- HOW TO COMPLETE THIS TASK: Write out the data in full, exactly as shown.

━━ EXTRACTED RECORDS ━━

PR #1986, opened 2021-01-05
Fix #521: Network trouble if falling into water while attempting to enter a vehicle

### LINKED ISSUE #521: Network trouble if falling into water while attempting to enter a vehicle
**Describe the bug**
If you fall in water whilst attempting to enter a vehicle, when you reach land again you'll get a short Network Trouble message. This is followed by a warp back to your original position when you first pressed the enter key.

**To Reproduce**
- put a vehicle near a cliff over some water
- attempt to enter it (make sure the auto route will let you fall down in the water)
- swim to the closest land you can stand on

**Expected behaviour**
Not to get network trouble.

**Additional context**
From https://bugs.mtasa.com/view.php?id=7951

Zangomangu:
Fixes #521, abort entering if in water

### DIFF
--- a/Client/mods/deathmatch/logic/CClientPed.cpp
+++ b/Client/mods/deathmatch/logic/CClientPed.cpp
@@ -6799,8 +6799,8 @@ void CClientPed::UpdateVehicleInOut()
         else if (m_bIsGettingIntoVehicle)
         {
             // If we aren't working on entering the car (he's either finished or cancelled)
-            // Or we are dead (fix for #908)
-            if (!IsEnteringVehicle() || IsDead())
+            // Or we are dead (fix for #908) or we are in water (fix for #521)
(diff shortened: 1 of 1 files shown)


botder:
I have investigated the issue and the player doesn't actually stop the task to enter the vehicle when fallen into water.
This patch might cause another issue.

Zangomangu:
The problem is GTA doesnt interrupt the entering task when the player is in water, so this fix aborts it manually like the task is cancelled. What issue are you thinking this could cause?

botder:
Nevermind, I missed the task cancellation in `RemoveFromVehicle`

botder (approved):

botder:
Thanks for the pull request! I have tested it briefly and it works as intended.

PR #1989, opened 2021-01-07
Revert "Update Unifont from 5.1 to 13.0.04 (#1980)"

patrikjuvonen:
People are reporting issues with the latest Unifont update (7528ff5f90ba421751c4ed4df2234c4198c29bc4) due to a missing font file via client updater.

I assume build server is not pulling the font file.

unknown

https://discord.com/channels/278474088903606273/675939577281773568/796832551489503283


sbx320:
Notes from Discord
```
[2:25 PM] sbx320: build server doesn't include fonts in autoupdates as far as I can see
[2:31 PM] sbx320: This is actually pretty annoying
[2:32 PM] sbx320: We could add unifont to the autoupdater, but that wastes a lot of traffic as it'd always be part of the update
[2:32 PM] sbx320: But if we don't add it, we can't really update it at all
[2:33 PM] sbx320: (if we only added it into the installer and kept the filename, people would lose new characters)
```
Not quite sure if and how we'd properly upgrade it, so reverting for now to keep nightlies going.

ccw808:
Change the file name to unifont.tff then the updater can do a hash check to optimize download size

PR #1994, opened 2021-01-10
Add proper 3D radius check to getElementsWithinRange

Pirulax:
Since our RTree (aka spatial database) is 2D, and converts spheres into boxes we need to recheck whenever the elements are within the sphere manually.


Pirulax:
Perhaps we should keep the old behavior (that is, keep checking elements within a box, instead of a sphere), and only add Z check?
It might be faster by a very little margin, but also it might offer a better backwards compatibility.
Reply with a 👍 or 👎 .

PlatinMTA:
Thinking of backwards compatiblity, seeing that this function never checked for Z values, would anyone use getElementsWithinRange() to only compare X,Y values and therefore with this update their script would lose backwards compatibility and don't function correctly?

The documentation already warned about this issue but idk. Maybe if we add an extra argument that determinates if we check for Z values or not that should be kinda fixed. It won't be full backwards compatible but it would give scripters a simple fix, it's not that this didn't happen before and I don't think that there is a lot of people that use getElementsWithinRange() to only get elements within X,Y.

What about adding an extra argument to select between spheres and boxes? Maybe thats pushing it too much.

Dutchman101:
More background information: [https://github.com/multitheftauto/mtasa-blue/pull/1915#issuecomment-747254198](https://github.com/multitheftauto/mtasa-blue/pull/1915#issuecomment-747254198) and later comments there

Pirulax:
Look. There's been a note on the wikipedia page since it was added, noting that the `z` argument will be used in the future.

Client/mods/deathmatch/logic/luadefs/CLuaElementDefs.cpp
```diff
@@ -967,20 +967,22 @@ CClientEntityResult CLuaElementDefs::GetElementsWithinRange(CVector pos, float r
...
-                                            return true;
+            if (dimension.has_value() && dimension != pElement->GetDimension())
+                return true;
 
-                                        return pElement->IsBeingDeleted();
-                                    }),
-                     result.end());
+            // Check if element is within the sphere, because the spatial database is 2D
+            if ((pElement->GetPosition() - pos).LengthSquared() > radiusSq)
+                return true;
```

━━━

- OUTPUT FOR THIS TASK:
PR #1986, opened 2021-01-05
Fix #521: Network trouble if falling into water while attempting to enter a vehicle

### LINKED ISSUE #521: Network trouble if falling into water while attempting to enter a vehicle
**Describe the bug**
If you fall in water whilst attempting to enter a vehicle, when you reach land again you'll get a short Network Trouble message. This is followed by a warp back to your original position when you first pressed the enter key.

**To Reproduce**
- put a vehicle near a cliff over some water
- attempt to enter it (make sure the auto route will let you fall down in the water)
- swim to the closest land you can stand on

**Expected behaviour**
Not to get network trouble.

**Additional context**
From https://bugs.mtasa.com/view.php?id=7951

Zangomangu:
Fixes #521, abort entering if in water

### DIFF
--- a/Client/mods/deathmatch/logic/CClientPed.cpp
+++ b/Client/mods/deathmatch/logic/CClientPed.cpp
@@ -6799,8 +6799,8 @@ void CClientPed::UpdateVehicleInOut()
         else if (m_bIsGettingIntoVehicle)
         {
             // If we aren't working on entering the car (he's either finished or cancelled)
-            // Or we are dead (fix for #908)
-            if (!IsEnteringVehicle() || IsDead())
+            // Or we are dead (fix for #908) or we are in water (fix for #521)
(diff shortened: 1 of 1 files shown)


botder:
I have investigated the issue and the player doesn't actually stop the task to enter the vehicle when fallen into water.
This patch might cause another issue.

Zangomangu:
The problem is GTA doesnt interrupt the entering task when the player is in water, so this fix aborts it manually like the task is cancelled. What issue are you thinking this could cause?

botder:
Nevermind, I missed the task cancellation in `RemoveFromVehicle`

botder (approved):

botder:
Thanks for the pull request! I have tested it briefly and it works as intended.

PR #1989, opened 2021-01-07
Revert "Update Unifont from 5.1 to 13.0.04 (#1980)"

patrikjuvonen:
People are reporting issues with the latest Unifont update (7528ff5f90ba421751c4ed4df2234c4198c29bc4) due to a missing font file via client updater.

I assume build server is not pulling the font file.

unknown

https://discord.com/channels/278474088903606273/675939577281773568/796832551489503283


sbx320:
Notes from Discord
```
[2:25 PM] sbx320: build server doesn't include fonts in autoupdates as far as I can see
[2:31 PM] sbx320: This is actually pretty annoying
[2:32 PM] sbx320: We could add unifont to the autoupdater, but that wastes a lot of traffic as it'd always be part of the update
[2:32 PM] sbx320: But if we don't add it, we can't really update it at all
[2:33 PM] sbx320: (if we only added it into the installer and kept the filename, people would lose new characters)
```
Not quite sure if and how we'd properly upgrade it, so reverting for now to keep nightlies going.

ccw808:
Change the file name to unifont.tff then the updater can do a hash check to optimize download size

PR #1994, opened 2021-01-10
Add proper 3D radius check to getElementsWithinRange

Pirulax:
Since our RTree (aka spatial database) is 2D, and converts spheres into boxes we need to recheck whenever the elements are within the sphere manually.


Pirulax:
Perhaps we should keep the old behavior (that is, keep checking elements within a box, instead of a sphere), and only add Z check?
It might be faster by a very little margin, but also it might offer a better backwards compatibility.
Reply with a 👍 or 👎 .

PlatinMTA:
Thinking of backwards compatiblity, seeing that this function never checked for Z values, would anyone use getElementsWithinRange() to only compare X,Y values and therefore with this update their script would lose backwards compatibility and don't function correctly?

The documentation already warned about this issue but idk. Maybe if we add an extra argument that determinates if we check for Z values or not that should be kinda fixed. It won't be full backwards compatible but it would give scripters a simple fix, it's not that this didn't happen before and I don't think that there is a lot of people that use getElementsWithinRange() to only get elements within X,Y.

What about adding an extra argument to select between spheres and boxes? Maybe thats pushing it too much.

Dutchman101:
More background information: [https://github.com/multitheftauto/mtasa-blue/pull/1915#issuecomment-747254198](https://github.com/multitheftauto/mtasa-blue/pull/1915#issuecomment-747254198) and later comments there

Pirulax:
Look. There's been a note on the wikipedia page since it was added, noting that the `z` argument will be used in the future.

Client/mods/deathmatch/logic/luadefs/CLuaElementDefs.cpp
```diff
@@ -967,20 +967,22 @@ CClientEntityResult CLuaElementDefs::GetElementsWithinRange(CVector pos, float r
...
-                                            return true;
+            if (dimension.has_value() && dimension != pElement->GetDimension())
+                return true;
 
-                                        return pElement->IsBeingDeleted();
-                                    }),
-                     result.end());
+            // Check if element is within the sphere, because the spatial database is 2D
+            if ((pElement->GetPosition() - pos).LengthSquared() > radiusSq)
+                return true;
```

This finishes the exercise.